Start of Block

PR #1320, opened 2017-12-15
Added support for rendering enumerations in ordered lists and for list-style

### LINKED ISSUE #177: Bullets are not rendered
If i have an unordered or ordered list in my html markup, the bullets are not rendered by html2canvas. I think this is quite an important issue because this is a standard feature of html supported in all browsers since a long time ago.

### LINKED ISSUE #308: List style images are missing
Try to put this page into the test console:
 http://www.w3schools.com/cssref/trycss_list-style-image.htm

Bullets wont show up

matthias-christen:
**Summary**

This PR adds support for rendering the enumerations (bullets, numbers, etc.) in ordered and unordered lists and for list style images.
For the actual formatting, an external package is used (https://www.npmjs.com/package/liststyletype-formatter), I hope that's OK.

* [x] Feature: support for rendering enumerations in (un)ordered lists (list-style-type, list-style-position, list-style-image)

More accurate rendering of (un)ordered lists.

**Test plan (required)**

Added tests/reftests/list/liststyle.html, which tests some more list styles in addition to the already existing tests, in the tests/reftests/list folder.

**Closing issues**

Fixes #177 
Fixes #308

### DIFF
--- a/package.json
+++ b/package.json
@@ -77,6 +77,7 @@
   "homepage": "https://html2canvas.hertzen.com",
   "license": "MIT",
   "dependencies": {
-    "punycode": "2.1.0"
+    "punycode": "2.1.0",
+    "liststyletype-formatter": "latest"
   }
 }
--- a/src/ListItem.js
+++ b/src/ListItem.js
@@ -1,0 +1,146 @@
+/* @flow */
+'use strict';
+
+import type {BackgroundSource} from './parsing/background';
+import type ResourceLoader from './ResourceLoader';
+
+import {parseBackgroundImage} from './parsing/background';
+import {copyCSSStyles, getParentOfType} from './Util';
+import NodeContainer from './NodeContainer';
+import TextContainer from './TextContainer';
+import ListStyleTypeFormatter from 'liststyletype-formatter';
+
+// Margin between the enumeration and the list item content
+const MARGIN_RIGHT = 7;
+
+export const LIST_STYLE_POSITION = {
+    INSIDE: 0,
+    OUTSIDE: 1
+};
+
+export type ListStylePosition = $Values<typeof LIST_STYLE_POSITION>;
+
+export type ListStyle = {
+    listStyleType: string,
+    listStyleImage: BackgroundSource,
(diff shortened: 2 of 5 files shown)


niklasvh:
Thanks for the PR! I started looking through this over the weekend.

Few things that need to be resolved (which I started fixing already):
 - The list style should not be tied to `LI` tagName but instead `display: list-item` as a `div` or any other element can have an list item just as long as its `display` is `list-item` same way a `LI` won't have a list item if you change it's `display`.
 - Supporting all the different variants of list styles without any build time options to selectively choose which ones/languages to support might increase the package size excessively without much gain. Same applies with changes to word-break etc support for different languages where I was planning on tackling that issue. Ancient versions of html2canvas had list style support, with a few of the variants supported: https://github.com/niklasvh/html2canvas/blob/0.4.1/src/Generate.js#L391
 - Move the list style parsing out of ListItem and into parsing/listStyle

As said I am working on fixing those issues already so no need to change the PR.

andersborgabiro:
At least I'd be happy to be able to apply at least unordered bullets at all, without too much "magic", as in my case a user edits content via TinyMCE. It's possible to apply custom styles to tags, as long as "li" is used (as that's what a user chooses in the toolbar) rather than something else completely.

niklasvh:
All types of list-style are supported for now, smaller subsets with specific languages will be worked with the word breaking and other language dependent features.

andersborgabiro:
Great! Something fun to do during the holidays :).

tininess:
> All types of list-style are supported for now, smaller subsets with specific languages will be worked with the word breaking and other language dependent features.

I using the newest pre-release but not work :( https://jsfiddle.net/boLxkgj8/265/

RUSSCITY:
> > All types of list-style are supported for now, smaller subsets with specific languages will be worked with the word breaking and other language dependent features.
> 
> I using the newest pre-release but not work :( https://jsfiddle.net/boLxkgj8/265/

ok, you was not using the latest version, now it looks like it works:
https://jsfiddle.net/jeavhg05/4/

End of Block

YOUR INSTRUCTIONS:
Once the line with "ResourceLoader from './ResourceLoader';" is found in the records above, print exactly that line and every line after it through the line with "list item content".

REPLY:
+import type ResourceLoader from './ResourceLoader';
+
+import {parseBackgroundImage} from './parsing/background';
+import {copyCSSStyles, getParentOfType} from './Util';
+import NodeContainer from './NodeContainer';
+import TextContainer from './TextContainer';
+import ListStyleTypeFormatter from 'liststyletype-formatter';
+
+// Margin between the enumeration and the list item content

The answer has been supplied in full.